“What do you do for work?” is a question that I have learned to either escape or answer vaguely and then brace for reactions. And that’s because the honest answer is, “I do physical therapy for vaginas and rectums to help to women pee, poop, and have sex.” This is not the kosher answer for most dinner parties and cocktail hours.
But last month I went to a different kind of party. One where this answer wasn’t only welcomed, but it brought up a lot of questions from fellow attendees. It was a Mother’s Day iced tea party at my son’s daycare. Ten mamas sat with their toddlers at a shin-height dining table, sipping iced tea from tiny cups and taking pictures with their precious babies.
Once I mentioned that I was a “physical therapist of the bladder, bowel, and vagina” to the mama sitting next to me, she told me about the difficulties she had been having with a leaky bladder since having her baby. Another mama said that her abdominal muscles have been so weak since giving birth that she still looks pregnant. Another one talked about pain in her pelvis and the fact that things “just don’t feel right down there anymore.”
After eight out of ten women talked about their symptoms, everyone started to wonder why so many women had pelvic floor problems in one room. “What a coincidence!” the mom next to me exclaimed.
“Not really,” I explained. It was heartbreaking but not surprising. Heartbreaking because these women had been in the medical system, seen their obstetricians, and spoken to family and friends, only to be told that this was inevitable. They were convinced that a broken body was the “price of motherhood.”
But it wasn’t surprising. Research shows that 60% of women who have given birth once and 80% of women who have given birth twice report some degree of pelvic floor dysfunction. Very few of these women receive proper care, even when complaining about their symptoms. It is one more way we fail our mothers in the United States.

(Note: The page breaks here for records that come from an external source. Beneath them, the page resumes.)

PR #10267, opened 2024-04-04
Chore: Mobile: Plugin settings screen: Improve accessibility and tests

personalizedrefrigerator:
# Summary

This pull request does the following:
- Improves the `PluginStates` test — we should now get more information if it fails randomly (as it seemed to do [in the CI for this pull request](https://github.com/laurent22/joplin/actions/runs/8553927527/job/23438134128)).
- Improves the accessibility of the plugins settings screen:
    - Makes it clearer what plugin update/delete/info buttons refer to. Previously, it was necessary to navigate backwards to determine what plugin a delete/update/disable/install button would affect.
    - This change also makes the plugins screen easier to write tests for.

# Notes

There are a few remaining accessibility issues:
- After clicking install or delete, there is no TalkBack announcement to confirm that a plugin was indeed installed or deleted. Additionally, focus doesn't go to an expected location. (Currently, it seems to go to the top of the screen).

# Testing

This pull request has been tested manually on an Android 12 emulator by:
1. Opening the plugin settings screen with TalkBack enabled.
2. Searching for and installing a plugin (tested with "Function Plot").
    - Verify that the "install" button's description included the name of the plugin.
3. Navigate to that plugin. Disable it, then uninstall it.
    - Verify that the plugin  does disable and uninstall.


packages/app-mobile/components/screens/ConfigScreen/plugins/PluginBox/ActionButton.tsx
```diff
@@ -0,0 +1,35 @@
+import * as React from 'react';
+import { useCallback } from 'react';
+import { ItemEvent, PluginItem } from '@joplin/lib/components/shared/config/plugins/types';
+import { Button, ButtonProps } from 'react-native-paper';
+
+export type PluginCallback = (event: ItemEvent)=> void;
+
+interface Props extends Omit<ButtonProps, 'item'|'onPress'|'children'> {
```
personalizedrefrigerator, line 8: `Omit` is necessary here because `onPress` has a different type in `ButtonProps` and we use `title` rather than `children` to set the content of the button.

Inheritance is necessary because React Native Paper's [`Card.Actions`](https://callstack.github.io/react-native-paper/docs/components/Card/CardActions) passes props to its children to change the style of the button.

wh201906:
Just a kindly suggestion, would you consider replacing the link in this PR's description from 
`https://github.com/laurent22/joplin/pull/10267`
to
`https://github.com/laurent22/joplin/actions/runs/8553927527/job/23438134128` ?
I triggered the CI with an empty commit, and the new CI run was successful. This way, people will have a clearer view when directed to review the previous CI run associated with the PR.

personalizedrefrigerator:
> Just a kindly suggestion, would you consider replacing the link in this PR's description from `https://github.com/laurent22/joplin/pull/10267` to `https://github.com/laurent22/joplin/actions/runs/8553927527/job/23438134128` ? I triggered the CI with an empty commit, and the new CI run was successful. This way, people will have a clearer view when directed to review the previous CI run associated with the PR.

Good idea! I've updated it.

laurent22:
Also a conflict on plugins/PluginBox.tsx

We spent half an hour discussing bladders, bowels, and pelvic floors. I pulled up some pictures on my phone, and before I knew it, everyone was crouched over the kid-sized dining table and listening to me talking about the ever-mystical pelvic floor.
“But how did you get into this field of pelvic floor therapy?” a mama asked gingerly. She really wanted to ask, “Why in the world would you talk about pee and poop all day and do physical therapy for private parts instead of treating arthritis of the knee?!”
“I didn’t choose pelvic floor therapy; it chose me,” I replied. After suffering from pelvic and vaginal pain for three years and not finding any answers, I stumbled upon pelvic floor therapy during one of my professional seminars as a physical therapist.
Pelvic floor therapy quite literally changed my life. Both physically and professionally. My pain improved, and my urinary leakage resolved completely within a few short weeks. I decided to do this work because it was so impactful for me and because so few women have access to this care.
If it took me, a physical therapist, more than three years to discover a specialty in my profession that dealt with the pelvis. Can you imagine how long it takes an average person to get to a pelvic floor therapist?
Peeing your pants, gritting through painful sex, and feeling “not right” down there aren’t things any woman should live with. Yet, 80% of women who come to me seeking help for prolapse and urinary or sexual problems have been searching for answers for years.
Pelvic health is not only understudied but also considered taboo and too often dismissed as something “not real” in our society.